>>>>>

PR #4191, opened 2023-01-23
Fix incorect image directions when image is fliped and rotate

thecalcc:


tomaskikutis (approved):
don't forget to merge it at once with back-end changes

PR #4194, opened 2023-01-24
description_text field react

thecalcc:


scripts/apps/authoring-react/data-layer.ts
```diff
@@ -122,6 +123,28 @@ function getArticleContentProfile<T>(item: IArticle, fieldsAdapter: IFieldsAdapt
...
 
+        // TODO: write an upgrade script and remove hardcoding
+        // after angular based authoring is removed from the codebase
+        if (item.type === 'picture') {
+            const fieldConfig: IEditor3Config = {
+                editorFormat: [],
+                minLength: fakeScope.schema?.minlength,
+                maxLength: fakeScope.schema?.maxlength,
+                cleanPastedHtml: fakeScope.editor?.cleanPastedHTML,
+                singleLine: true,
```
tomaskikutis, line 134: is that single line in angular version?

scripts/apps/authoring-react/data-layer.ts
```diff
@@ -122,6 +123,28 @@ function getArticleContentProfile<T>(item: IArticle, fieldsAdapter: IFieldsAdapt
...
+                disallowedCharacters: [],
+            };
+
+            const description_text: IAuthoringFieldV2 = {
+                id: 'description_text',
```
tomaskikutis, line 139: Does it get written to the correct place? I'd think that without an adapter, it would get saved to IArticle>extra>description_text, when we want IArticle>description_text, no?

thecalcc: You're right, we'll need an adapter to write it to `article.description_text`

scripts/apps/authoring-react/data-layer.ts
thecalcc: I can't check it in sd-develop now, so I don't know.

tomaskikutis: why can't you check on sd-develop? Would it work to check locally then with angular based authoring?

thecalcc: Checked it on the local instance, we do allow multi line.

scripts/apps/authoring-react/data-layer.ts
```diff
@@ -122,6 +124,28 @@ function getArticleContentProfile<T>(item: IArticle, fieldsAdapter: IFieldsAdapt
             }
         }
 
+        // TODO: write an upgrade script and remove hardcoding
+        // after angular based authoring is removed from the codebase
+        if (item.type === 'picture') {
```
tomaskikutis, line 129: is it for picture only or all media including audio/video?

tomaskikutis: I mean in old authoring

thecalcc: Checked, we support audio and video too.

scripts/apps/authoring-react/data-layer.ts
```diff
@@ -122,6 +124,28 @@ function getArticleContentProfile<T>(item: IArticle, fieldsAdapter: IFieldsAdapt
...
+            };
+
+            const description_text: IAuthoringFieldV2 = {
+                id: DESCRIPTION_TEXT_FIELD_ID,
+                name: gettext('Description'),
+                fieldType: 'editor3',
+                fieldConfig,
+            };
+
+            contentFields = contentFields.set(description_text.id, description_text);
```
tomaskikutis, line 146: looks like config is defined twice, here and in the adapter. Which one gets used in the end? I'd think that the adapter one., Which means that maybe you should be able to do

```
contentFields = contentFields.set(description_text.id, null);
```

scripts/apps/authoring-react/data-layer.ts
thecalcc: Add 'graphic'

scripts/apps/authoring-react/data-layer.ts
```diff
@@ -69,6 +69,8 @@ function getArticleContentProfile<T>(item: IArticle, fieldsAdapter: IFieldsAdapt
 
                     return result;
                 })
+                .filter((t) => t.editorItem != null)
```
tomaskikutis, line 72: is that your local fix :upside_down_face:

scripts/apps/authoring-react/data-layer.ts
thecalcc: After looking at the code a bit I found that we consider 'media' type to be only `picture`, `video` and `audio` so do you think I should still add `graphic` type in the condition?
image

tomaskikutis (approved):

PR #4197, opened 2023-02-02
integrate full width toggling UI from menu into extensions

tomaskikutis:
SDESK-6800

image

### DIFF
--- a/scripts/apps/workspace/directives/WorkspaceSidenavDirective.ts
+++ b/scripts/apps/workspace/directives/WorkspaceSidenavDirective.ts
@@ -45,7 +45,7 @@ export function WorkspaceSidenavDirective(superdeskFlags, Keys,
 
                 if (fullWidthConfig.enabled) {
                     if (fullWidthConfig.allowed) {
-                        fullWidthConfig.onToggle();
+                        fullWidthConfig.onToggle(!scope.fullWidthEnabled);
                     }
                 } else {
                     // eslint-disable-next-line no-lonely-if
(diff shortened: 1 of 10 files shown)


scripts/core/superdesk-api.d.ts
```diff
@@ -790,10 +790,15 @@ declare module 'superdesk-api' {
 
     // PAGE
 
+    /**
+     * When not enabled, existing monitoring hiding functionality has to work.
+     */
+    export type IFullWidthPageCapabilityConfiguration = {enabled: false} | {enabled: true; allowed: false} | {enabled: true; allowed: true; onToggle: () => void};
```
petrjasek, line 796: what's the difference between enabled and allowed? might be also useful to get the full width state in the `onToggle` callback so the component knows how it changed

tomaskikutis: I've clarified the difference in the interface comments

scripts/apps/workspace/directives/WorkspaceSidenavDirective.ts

<<<<<

All of the lines above that carry the string "video" need to be found and copied.

- [Answer section]:
tomaskikutis, line 129: is it for picture only or all media including audio/video?
thecalcc: Checked, we support audio and video too.
thecalcc: After looking at the code a bit I found that we consider 'media' type to be only `picture`, `video` and `audio` so do you think I should still add `graphic` type in the condition?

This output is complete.